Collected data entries
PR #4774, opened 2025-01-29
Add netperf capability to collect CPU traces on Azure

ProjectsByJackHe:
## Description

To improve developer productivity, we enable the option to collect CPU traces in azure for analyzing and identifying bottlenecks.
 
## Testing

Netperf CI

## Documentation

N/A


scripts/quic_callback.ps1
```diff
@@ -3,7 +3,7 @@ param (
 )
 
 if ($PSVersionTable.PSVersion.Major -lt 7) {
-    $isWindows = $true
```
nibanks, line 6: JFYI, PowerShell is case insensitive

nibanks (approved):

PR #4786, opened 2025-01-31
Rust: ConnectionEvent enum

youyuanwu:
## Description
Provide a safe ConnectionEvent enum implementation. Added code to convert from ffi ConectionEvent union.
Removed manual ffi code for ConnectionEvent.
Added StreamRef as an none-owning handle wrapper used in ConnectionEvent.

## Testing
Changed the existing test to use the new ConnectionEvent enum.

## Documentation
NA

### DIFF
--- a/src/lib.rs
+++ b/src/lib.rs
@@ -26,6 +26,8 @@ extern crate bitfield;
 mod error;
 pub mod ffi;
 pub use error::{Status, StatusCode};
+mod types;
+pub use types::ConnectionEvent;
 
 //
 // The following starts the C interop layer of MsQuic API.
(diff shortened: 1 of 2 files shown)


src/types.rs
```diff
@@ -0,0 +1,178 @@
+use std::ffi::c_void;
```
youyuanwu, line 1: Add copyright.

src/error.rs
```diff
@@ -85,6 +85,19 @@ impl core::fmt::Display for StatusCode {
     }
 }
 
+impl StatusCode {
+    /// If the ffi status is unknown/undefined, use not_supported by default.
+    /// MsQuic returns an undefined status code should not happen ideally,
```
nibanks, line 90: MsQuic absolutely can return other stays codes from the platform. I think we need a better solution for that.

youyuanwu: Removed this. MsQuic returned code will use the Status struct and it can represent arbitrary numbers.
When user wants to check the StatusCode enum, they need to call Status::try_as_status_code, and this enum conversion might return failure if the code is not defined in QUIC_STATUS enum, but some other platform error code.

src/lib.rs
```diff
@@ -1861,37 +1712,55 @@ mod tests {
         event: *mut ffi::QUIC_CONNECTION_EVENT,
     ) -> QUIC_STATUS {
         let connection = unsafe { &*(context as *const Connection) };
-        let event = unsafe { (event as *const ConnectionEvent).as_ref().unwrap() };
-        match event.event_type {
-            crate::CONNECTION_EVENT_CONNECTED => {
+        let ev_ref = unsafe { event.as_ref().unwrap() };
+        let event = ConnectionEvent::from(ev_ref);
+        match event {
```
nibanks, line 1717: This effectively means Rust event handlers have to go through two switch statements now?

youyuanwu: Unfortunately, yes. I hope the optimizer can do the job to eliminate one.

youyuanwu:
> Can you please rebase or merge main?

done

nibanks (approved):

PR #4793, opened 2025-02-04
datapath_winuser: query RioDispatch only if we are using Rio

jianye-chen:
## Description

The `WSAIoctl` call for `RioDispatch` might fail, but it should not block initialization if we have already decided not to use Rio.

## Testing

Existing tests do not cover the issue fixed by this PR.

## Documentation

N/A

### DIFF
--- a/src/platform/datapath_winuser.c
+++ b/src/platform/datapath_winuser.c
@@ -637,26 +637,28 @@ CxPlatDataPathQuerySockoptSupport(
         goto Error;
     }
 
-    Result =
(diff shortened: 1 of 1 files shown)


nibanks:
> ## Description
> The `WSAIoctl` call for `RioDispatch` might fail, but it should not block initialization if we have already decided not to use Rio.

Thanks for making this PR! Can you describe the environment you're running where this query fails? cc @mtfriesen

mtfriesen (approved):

WORK TASK
From the line holding "goto Error;" through the last line above, reproduce each line exactly and add nothing.

OUTPUT FOR THIS EXERCISE
         goto Error;
     }
 
-    Result =
(diff shortened: 1 of 1 files shown)


nibanks:
> ## Description
> The `WSAIoctl` call for `RioDispatch` might fail, but it should not block initialization if we have already decided not to use Rio.

Thanks for making this PR! Can you describe the environment you're running where this query fails? cc @mtfriesen

mtfriesen (approved):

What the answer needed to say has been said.